German politicians have criticised the former London mayor Boris Johnson forclaiming the EU has the same goal as Hitler in trying to create a political superstate.
“Anyone who allows himself to stoop to such polemics shows that they are running out of proper arguments”, said Jürgen Hardt, the foreign affairs spokesman for Angela Merkel’s Christian Democrats. “If we look at the cultural life and the way business is done on the continent, it is clear that Europe has never been more British than it is now. We want things to remain that way – with Britain inside the EU,” Hardt said.
Johnson’s remark that the EU was an attempt to recreate Hitler’s and Napoleon’s aims of unifying Europe “by different methods” was widely reported in German media on Monday.
In an interview with the Sunday Telegraph, Johnson, seen as the de facto leader of the leave campaign, said the past 2,000 years of European history had been dominated by doomed attempts to unify the continent under a single government to recreate the “golden age” of the Romans.
“Napoleon, Hitler, various people tried this out, and it ends tragically.
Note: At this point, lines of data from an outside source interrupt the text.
Issue #14959, opened 2025-12-25
WebdriverIO v10 Wish List


christian-bromann:
Let's collect a list of (possible breaking) changes we want to land in v10 of WebdriverIO.

- [ ] require Node.js v22 and up (#15136)
- [ ] throw an error if `$` matches multiple elements (#14703)
- ...

Please comment in this thread if there is anything you would like us to include.

dprevost-LMI:
From https://github.com/webdriverio/expect-webdriverio/issues/1893

1. Review the augmentation to have better compatibility and alignment, or get rid of them!
    - For example, provide a wdio "extended" lib for Jest and Jasmine, like [this library](https://github.com/jest-community/jest-extended)
2. Review Jasmine augmentation/framework so that it leverages their `expectAsync` API and potentially fixes [this issue](https://github.com/webdriverio/expect-webdriverio/issues/1407#issuecomment-3194562421) and others where merging the async in the expect seems to break some tsc
3. Try to fix most of the other issues raised in the above ticket!

dprevost-LMI:
- [ ] Remove the global `multiremotebrowser` in favour of `multiRemoteBrowser` that will be soon deprecated in v9

christian-bromann:
@dprevost-LMI what are your thoughts on moving to Vitests `expect` primitive?

dprevost-LMI:
FYI: I'm a big Jest user. For vitest I'm starting to get more used to it

At first glance (and on paper), Vitest test has everything that expect-wdio already offers

Dirty quick analysis:
From [“expect” API doc](https://vitest.dev/api/expect.html#expect)
It would keep the “Jest” like matcher name approach “toBe” (and not by default the “chai” approach) 
> and also Jest compatible assertions built on top of chai

Mentions of a custom message approach here that we could align (I wonder if using "Jest" like this is still supported)
> Unlike Jest, Vitest supports a message as the second argument - if the assertion fails, the error message will be equal to it.

They have a [documented soft](https://vitest.dev/api/expect.html#soft) approach that is good

Support of the asymmetric matcher too
  - Note I would potentially deprecated all wierd option using a duplicate asymetrics matcher approach, like containing StringOptions. Other options without an equivalent, such as trim, should be retained, though.

Support of
- [Snapshot](https://vitest.dev/guide/snapshot.html#snapshot)
- [Request mocking](https://vitest.dev/guide/mocking/requests.html#mocking-requests)
[...]

Issue #14703, opened 2025-08-13
[💡 Feature]: Strict element count validation in `browser.$()` API


just-boris:
### Is your feature request related to a problem?

Currently the `await browser.$('button').click()` command clicks on the first matching button even if there are multiple buttons. This may be unexpected.

### Describe the solution you'd like.

I expect there is a built-in validation that the element under interaction is a single instance.

Such validation is available by default in other popular tools

* Playwright: https://playwright.dev/docs/locators#strictness
* Cypress: https://docs.cypress.io/api/commands/click#Click-all-elements-with-id-starting-with-btn

### Code of Conduct

- [x] I agree to follow this project's Code of Conduct

erwinheitzman:
Hi @just-boris I can certainly see the value of this but I believe that for this to work we'd have to query all elements for each command, adding a significant delay for each command being executed.

I'm open to suggestions on how to achieve this without an impact in performance and like the idea in general 👍

mccmrunal:
I have started working on this and I have few questions

Playwright and Cypress throw by default when $() matches multiple elements. Should we:

A) Default to 'warn'
B) Default to true (throws, matches Playwright/Cypress)
C) Keep false 


I have implemented accessibility/<name>[role=<role>] syntax (e.g., accessibility/Submit[role=button]). Is this syntax acceptable, or should we use a shorter prefix like a11y/?

would really appreciate a quick reply from someone🤞

christian-bromann:
> Currently the `await browser.$('button').click()` command clicks on the first matching button even if there are multiple buttons. This may be unexpected.

This is how `document.querySelector` works too and never felt it to be unintuitive. However I can see the value of making sure selecting elements is more strict.

I've added this feature to the v10 wish list. I wonder tho what the best resolution for this is 🤔 should we make selector strictness configurable?

mccmrunal:
we ship the capability now for those who want robust strict selectors, and  v10 we can simply flip the default to true.

christian-bromann:
Awesome, amazing contribution @mccmrunal

PR #15677, opened 2026-09-21
breaking(webdriverio): make `$` strict and throw when the selector matches multiple elements

mccmrunal:
### Proposed changes

Closes #15666 (refs #14703, second item on the v10 wishlist #14959).

`$` now represents **exactly one** element. When a selector resolves to more than one element the command throws a `StrictSelectorError` instead of silently using the first match:

```
strict mode violation: `$("button")` resolved to 12 elements, expected 1.
Use `$$("button")` to work with all matches, `$$("button")[0]` if you explicitly want the first one, or narrow down the selector so it matches a single element.
Opt out for a single call with `$("button", { strict: false })` or globally by setting `strictSelectors: false` in your WebdriverIO config.
```

Behavior:

- **Strict by default** via a new `strictSelectors` config option (`true`).
- **Per-call opt out**: `$(selector, { strict: false })` — and `{ strict: true }` to opt back in when disabled globally.
- `$$` is unchanged (zero or many).
- A selector matching nothing still returns a lazily-resolved element, so `waitForExist` and auto-waiting behave exactly as before.
- Strict at **every step of a chain**, and for mobile matcher objects, shadow DOM and custom locator strategies. Element references (`$(await browser.getActiveElement())`) are exempt — they can only be one node.
- Elements **remember their strictness**, so re-fetching them (stale-element refetch, implicit wait, `waitForExist`) keeps the semantics of the original call. Elements from `$$` are never strict.

Implementation note: a strict `$` goes through the same lookup path `findElement` would have picked, just in its "find elements" flavor (`findDeepElements` on BiDi, `findElements` otherwise) — counting the matches is the only way to enforce the rule. It is still a single round trip, but it is visible to services and WebDriver mocks that key off the `findElement` command.

Two supporting fixes came out of this:

- `@wdio/config`: `validateConfig` dropped falsy option defaults (`false`, `0`, `''`) because it tested the default for truthiness. That is what made `strictSelectors: false` inexpressible as a default. The only caller with falsy defaults (`TESTRUNNER_DEFAULTS` in the launcher) discards the return value, so nothing else changes.
- `@wdio/runner`: the `$` global was registered as `(selector) => browser.$(selector)`, which silently dropped the new options argument under the testrunner (it worked in standalone). Now forwards all arguments.

Internal `$` callers that intentionally want the first of several matches (`selectByVisibleText`'s XPath union, the native dialog button tap) opt out explicitly.

### Types of changes

- [x] Documentation

### Tests

- `packages/webdriverio/tests/strictSelectors.test.ts` — 12 unit tests: single match, zero match, multiple match, chaining, `$$` unaffected, per-call and global opt-in/opt-out, element references, strictness persistence.
- `e2e/wdio/headless/strictSelectors.e2e.ts` + fixture — 7 tests against real Chrome covering single/zero (with `waitForExist`)/multiple match, chained scope, shadow DOM and the per-call opt-out. **Verified passing locally.**
- `tests/typings/webdriverio/{async,config}.ts` — type coverage for the option and the per-call argument.
- Full unit suite (4288 tests), all typings suites, `test:smoke` and the headless e2e suite pass locally.

Two test-infra switches keep the pre-existing suites meaningful rather than rewriting them wholesale:

- `tests/setup/strictSelectors.ts` (new vitest setup file) flips the default off for unit tests. The fetch mock answers every "find elements" request with three references, so otherwise nearly every `$` in the existing unit tests would be a strict-mode violation — those tests are about the commands they cover, not about strictness.
- `tests/helpers/launch.js` does the same for the smoke suites, whose `@wdio/webdriver-mock-service` scenarios stub `findElement` with exact `nock` call counts.

The e2e suite deliberately runs **with** strict mode on; `e2e/wdio/headless/test.e2e.ts` was migrated to `$$(...)[0]` in the seven places that relied on `$` picking the first of many — the same migration users will do.

### Docs

- `website/docs/Selectors.md` — new "Strict Mode" section: what changed, what is not affected, how to audit (`$$(sel).length`), how to migrate, how to opt out.
- `website/docs/v10Migration.md` — new "From v9 to v10" page (added to the sidebar) leading with this change, structured so the remaining v10 items can be appended.
- `website/docs/Configuration.md` — `strictSelectors`.
- JSDoc on both `$` commands (drives the API docs), plus `StrictSelectorError` is exported from `webdriverio` so it can be caught by class.

As called out in the issue, `@wdio/codemod` cannot auto-fix this — whether a second match is a bug or intentional is a judgement call — so the docs cover auditing instead.

### Checklist

### Open questions for reviewers

1. **Sibling commands.** `custom$`, `react$` and `shadow$` have their own `$$` counterparts and are left non-strict here. Happy to extend the rule to them in this PR if you'd rather land it all at once.
2. **`validateConfig` fix.** It is technically unrelated, but without it a `false` default is silently dropped. Fine here, or split into its own PR?


mccmrunal:
Closing — opened in error, not intended for review.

The EU is an attempt to do this by different methods,” he said.
Axel Schäfer, European affairs spokesman for the Social Democratic party (SPD), said: “Like many other politicians in Germany I am speechless at what stupidity nationalism can trigger in seemingly intelligent people.
“The European Union is a club which 28 member states have joined voluntarily, not by force, and which is made up of them, and not of Brussels. It is also a club in which Britain plays a leading role, and which would be unimaginable without British leadership.”
Schäfer told the Guardian he was sad to see Johnson joining “a group of anti-European nationalists made up of Hungary’s prime minister, Viktor Orbán, and Front National leader Marine Le Pen”.
“Anyone who makes such comparisons shows that they have run out of proper arguments,” he added.
Johnson’s comments came before of a series of meetings between British and German politicians in London this week.
Both Hardt and Thomas Oppermann, the leader of the SPD’s parliamentary faction, will be meeting members of the leave and remain camps to discuss the consequences of a British vote to leave the EU. Hardt said there were no plans to meet Johnson.
So far, German politicians have been reluctant to comment in public on the referendum. But the Guardian has learned that Oppermann will present British MPs and diplomats with a copy of the winner of a short story competition that sends a warning about the consequences of Brexit.
The story, by 18-year-old student Stefan Endewald, is set in the year 2030. Britain asks Germany and France to be readmitted to the EU only 14 years after voting to leave, proposing a so-called “Brintro”. “They have finally noticed that we no longer need them as urgently as they need us,” the narrator remarks.